DESCRIPTION OF THE TASK:
Tell how many lines in the data contain the string "rowsPerPage", using a single number as the whole reply.

DATA RECORDS:
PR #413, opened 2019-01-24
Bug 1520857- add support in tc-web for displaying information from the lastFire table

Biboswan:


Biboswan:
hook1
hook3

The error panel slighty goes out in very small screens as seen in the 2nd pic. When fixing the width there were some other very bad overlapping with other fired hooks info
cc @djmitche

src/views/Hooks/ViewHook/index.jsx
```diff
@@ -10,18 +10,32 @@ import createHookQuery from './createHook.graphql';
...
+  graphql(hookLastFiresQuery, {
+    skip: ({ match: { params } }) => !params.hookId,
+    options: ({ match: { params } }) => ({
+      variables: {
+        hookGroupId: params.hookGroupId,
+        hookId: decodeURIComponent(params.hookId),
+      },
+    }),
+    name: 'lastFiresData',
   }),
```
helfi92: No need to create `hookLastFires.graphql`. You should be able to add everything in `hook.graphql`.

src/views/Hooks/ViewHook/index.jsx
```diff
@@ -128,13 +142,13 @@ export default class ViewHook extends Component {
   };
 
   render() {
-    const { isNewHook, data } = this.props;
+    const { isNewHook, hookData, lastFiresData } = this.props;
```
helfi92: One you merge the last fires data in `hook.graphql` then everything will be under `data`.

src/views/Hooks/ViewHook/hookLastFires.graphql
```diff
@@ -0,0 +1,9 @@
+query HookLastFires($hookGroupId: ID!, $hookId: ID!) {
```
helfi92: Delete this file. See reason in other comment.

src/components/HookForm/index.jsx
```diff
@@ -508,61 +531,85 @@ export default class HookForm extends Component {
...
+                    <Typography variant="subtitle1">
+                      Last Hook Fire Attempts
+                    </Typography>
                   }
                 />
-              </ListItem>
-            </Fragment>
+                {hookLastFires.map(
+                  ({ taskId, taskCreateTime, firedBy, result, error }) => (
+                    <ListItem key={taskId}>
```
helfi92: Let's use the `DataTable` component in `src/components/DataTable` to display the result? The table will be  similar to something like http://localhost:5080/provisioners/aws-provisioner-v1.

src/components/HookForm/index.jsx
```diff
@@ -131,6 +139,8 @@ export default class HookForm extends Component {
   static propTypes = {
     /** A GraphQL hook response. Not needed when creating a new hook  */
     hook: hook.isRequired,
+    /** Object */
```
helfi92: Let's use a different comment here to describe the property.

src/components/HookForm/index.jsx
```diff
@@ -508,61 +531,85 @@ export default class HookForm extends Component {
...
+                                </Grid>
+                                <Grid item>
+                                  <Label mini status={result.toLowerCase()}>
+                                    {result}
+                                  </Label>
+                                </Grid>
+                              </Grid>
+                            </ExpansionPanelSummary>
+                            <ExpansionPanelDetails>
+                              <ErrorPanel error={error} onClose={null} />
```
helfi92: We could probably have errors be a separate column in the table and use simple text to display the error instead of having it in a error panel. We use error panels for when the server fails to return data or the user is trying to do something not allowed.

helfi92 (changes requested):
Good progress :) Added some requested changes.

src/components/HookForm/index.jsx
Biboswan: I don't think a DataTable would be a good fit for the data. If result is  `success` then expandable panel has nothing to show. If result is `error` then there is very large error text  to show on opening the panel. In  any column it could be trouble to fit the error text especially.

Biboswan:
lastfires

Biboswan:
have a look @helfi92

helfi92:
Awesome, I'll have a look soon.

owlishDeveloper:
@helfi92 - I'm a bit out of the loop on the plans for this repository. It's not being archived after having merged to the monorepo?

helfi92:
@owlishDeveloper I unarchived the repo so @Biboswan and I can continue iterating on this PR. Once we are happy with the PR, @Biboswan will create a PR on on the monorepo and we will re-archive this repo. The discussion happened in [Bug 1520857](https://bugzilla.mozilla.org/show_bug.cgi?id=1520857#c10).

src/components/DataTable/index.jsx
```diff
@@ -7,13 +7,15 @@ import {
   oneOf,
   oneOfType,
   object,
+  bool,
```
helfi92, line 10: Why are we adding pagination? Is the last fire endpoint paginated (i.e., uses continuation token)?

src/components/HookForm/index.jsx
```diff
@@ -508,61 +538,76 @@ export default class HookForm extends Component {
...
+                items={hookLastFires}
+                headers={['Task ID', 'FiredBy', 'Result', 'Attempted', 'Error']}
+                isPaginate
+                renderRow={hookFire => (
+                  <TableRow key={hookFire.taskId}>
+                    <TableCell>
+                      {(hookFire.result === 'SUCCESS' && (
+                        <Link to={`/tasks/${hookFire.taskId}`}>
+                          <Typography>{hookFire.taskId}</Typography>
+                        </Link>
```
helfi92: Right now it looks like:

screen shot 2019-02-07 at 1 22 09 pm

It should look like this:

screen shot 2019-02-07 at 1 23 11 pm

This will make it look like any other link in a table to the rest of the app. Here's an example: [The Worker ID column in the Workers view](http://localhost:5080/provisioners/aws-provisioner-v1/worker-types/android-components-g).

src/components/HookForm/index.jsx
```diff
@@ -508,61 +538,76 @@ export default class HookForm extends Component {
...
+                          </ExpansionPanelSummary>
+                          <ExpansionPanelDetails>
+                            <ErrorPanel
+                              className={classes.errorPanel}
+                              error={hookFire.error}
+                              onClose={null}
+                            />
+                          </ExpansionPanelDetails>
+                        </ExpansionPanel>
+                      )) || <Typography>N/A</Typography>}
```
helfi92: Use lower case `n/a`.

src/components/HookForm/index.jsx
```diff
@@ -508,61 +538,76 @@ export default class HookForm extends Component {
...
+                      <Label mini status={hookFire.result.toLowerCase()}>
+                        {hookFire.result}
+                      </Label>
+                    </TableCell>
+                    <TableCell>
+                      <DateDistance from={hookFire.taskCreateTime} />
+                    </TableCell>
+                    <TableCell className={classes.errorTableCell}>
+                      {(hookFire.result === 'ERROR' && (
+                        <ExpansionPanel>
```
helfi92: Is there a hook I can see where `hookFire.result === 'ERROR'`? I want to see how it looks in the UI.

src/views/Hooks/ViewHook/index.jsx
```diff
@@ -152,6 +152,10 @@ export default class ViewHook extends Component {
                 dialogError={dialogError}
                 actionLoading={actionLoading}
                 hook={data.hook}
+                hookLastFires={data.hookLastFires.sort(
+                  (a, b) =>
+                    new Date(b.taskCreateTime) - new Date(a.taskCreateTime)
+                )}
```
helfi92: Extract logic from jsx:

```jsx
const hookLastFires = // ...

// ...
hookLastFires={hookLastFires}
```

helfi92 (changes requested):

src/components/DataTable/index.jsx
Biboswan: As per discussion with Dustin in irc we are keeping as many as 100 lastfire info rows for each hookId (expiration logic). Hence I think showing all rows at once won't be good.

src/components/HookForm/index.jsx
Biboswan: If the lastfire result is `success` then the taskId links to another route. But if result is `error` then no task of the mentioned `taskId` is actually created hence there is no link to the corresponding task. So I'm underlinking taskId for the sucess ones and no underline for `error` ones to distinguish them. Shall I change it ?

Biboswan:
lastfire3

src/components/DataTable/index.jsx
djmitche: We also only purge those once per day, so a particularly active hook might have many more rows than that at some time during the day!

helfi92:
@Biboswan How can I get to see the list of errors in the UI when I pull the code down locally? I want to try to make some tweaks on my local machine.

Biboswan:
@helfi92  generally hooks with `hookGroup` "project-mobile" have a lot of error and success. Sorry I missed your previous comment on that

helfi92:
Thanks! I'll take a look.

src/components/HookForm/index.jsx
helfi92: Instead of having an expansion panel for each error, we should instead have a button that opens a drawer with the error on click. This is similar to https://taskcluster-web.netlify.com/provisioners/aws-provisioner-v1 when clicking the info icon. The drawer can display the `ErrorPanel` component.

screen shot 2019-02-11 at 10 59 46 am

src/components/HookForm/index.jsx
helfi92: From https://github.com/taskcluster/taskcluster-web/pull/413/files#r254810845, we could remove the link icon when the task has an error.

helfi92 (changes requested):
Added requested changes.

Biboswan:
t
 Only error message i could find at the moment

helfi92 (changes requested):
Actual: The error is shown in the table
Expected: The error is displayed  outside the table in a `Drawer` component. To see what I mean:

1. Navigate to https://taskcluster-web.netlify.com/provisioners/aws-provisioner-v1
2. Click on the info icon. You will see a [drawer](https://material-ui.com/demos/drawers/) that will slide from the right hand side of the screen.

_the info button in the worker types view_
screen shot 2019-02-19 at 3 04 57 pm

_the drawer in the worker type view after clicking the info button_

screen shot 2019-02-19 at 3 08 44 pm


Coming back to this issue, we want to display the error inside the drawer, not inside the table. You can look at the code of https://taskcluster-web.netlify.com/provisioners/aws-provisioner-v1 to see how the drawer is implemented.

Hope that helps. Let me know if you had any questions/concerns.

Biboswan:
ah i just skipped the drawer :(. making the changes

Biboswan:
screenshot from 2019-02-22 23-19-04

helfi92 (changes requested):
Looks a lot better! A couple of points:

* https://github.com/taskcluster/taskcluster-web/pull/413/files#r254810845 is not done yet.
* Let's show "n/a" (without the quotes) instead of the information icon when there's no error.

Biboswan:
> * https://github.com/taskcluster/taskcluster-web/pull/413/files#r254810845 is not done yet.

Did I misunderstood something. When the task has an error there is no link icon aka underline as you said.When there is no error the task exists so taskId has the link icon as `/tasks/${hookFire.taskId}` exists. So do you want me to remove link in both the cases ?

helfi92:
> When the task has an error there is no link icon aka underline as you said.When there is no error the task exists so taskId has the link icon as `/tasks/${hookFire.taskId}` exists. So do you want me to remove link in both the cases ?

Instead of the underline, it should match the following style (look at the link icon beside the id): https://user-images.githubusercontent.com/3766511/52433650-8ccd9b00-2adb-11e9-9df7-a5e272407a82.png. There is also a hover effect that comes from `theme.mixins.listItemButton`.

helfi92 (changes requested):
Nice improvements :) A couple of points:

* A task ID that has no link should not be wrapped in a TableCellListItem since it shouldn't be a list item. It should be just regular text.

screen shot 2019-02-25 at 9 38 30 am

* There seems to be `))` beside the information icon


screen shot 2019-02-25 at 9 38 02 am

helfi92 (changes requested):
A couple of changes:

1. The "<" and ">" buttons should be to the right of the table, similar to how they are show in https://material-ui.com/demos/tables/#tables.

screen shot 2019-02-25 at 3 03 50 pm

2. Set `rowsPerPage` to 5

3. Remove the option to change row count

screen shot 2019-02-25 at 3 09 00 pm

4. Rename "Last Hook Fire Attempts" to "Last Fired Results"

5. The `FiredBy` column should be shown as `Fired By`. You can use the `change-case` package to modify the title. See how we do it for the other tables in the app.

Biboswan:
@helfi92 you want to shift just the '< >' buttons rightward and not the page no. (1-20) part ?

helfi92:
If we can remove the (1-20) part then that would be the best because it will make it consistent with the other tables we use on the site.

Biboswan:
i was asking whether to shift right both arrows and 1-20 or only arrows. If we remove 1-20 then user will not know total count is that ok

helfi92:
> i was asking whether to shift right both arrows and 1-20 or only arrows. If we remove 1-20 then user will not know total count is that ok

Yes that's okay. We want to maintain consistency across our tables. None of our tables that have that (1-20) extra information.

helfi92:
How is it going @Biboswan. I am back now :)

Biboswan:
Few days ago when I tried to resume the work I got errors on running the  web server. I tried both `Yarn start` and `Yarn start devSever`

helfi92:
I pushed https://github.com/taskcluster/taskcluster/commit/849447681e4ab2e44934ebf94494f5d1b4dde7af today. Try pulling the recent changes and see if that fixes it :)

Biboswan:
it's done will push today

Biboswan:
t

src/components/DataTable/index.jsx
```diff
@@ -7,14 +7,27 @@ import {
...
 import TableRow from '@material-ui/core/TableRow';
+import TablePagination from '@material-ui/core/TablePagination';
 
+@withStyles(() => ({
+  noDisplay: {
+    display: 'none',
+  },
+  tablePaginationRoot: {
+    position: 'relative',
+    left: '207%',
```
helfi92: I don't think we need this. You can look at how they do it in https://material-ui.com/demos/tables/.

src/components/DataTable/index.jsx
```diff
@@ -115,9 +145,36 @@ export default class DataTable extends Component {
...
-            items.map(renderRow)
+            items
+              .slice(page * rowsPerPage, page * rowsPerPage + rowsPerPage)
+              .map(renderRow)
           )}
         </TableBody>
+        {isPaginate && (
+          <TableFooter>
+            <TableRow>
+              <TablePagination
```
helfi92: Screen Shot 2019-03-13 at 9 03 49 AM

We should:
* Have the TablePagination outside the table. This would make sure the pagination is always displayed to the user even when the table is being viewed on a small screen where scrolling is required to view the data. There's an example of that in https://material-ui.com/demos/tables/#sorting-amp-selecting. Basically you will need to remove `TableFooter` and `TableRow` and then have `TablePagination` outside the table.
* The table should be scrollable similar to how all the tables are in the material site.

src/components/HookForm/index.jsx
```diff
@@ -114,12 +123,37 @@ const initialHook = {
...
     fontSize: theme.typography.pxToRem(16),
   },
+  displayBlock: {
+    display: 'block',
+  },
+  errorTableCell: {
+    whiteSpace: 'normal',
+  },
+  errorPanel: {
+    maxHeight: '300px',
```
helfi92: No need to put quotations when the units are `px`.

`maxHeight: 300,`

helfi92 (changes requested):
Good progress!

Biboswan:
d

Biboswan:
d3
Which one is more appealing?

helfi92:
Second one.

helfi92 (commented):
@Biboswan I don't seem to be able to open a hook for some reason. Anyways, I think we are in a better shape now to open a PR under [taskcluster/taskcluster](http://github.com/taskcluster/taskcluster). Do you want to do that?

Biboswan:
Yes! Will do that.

THE COMPLETED TASK:
2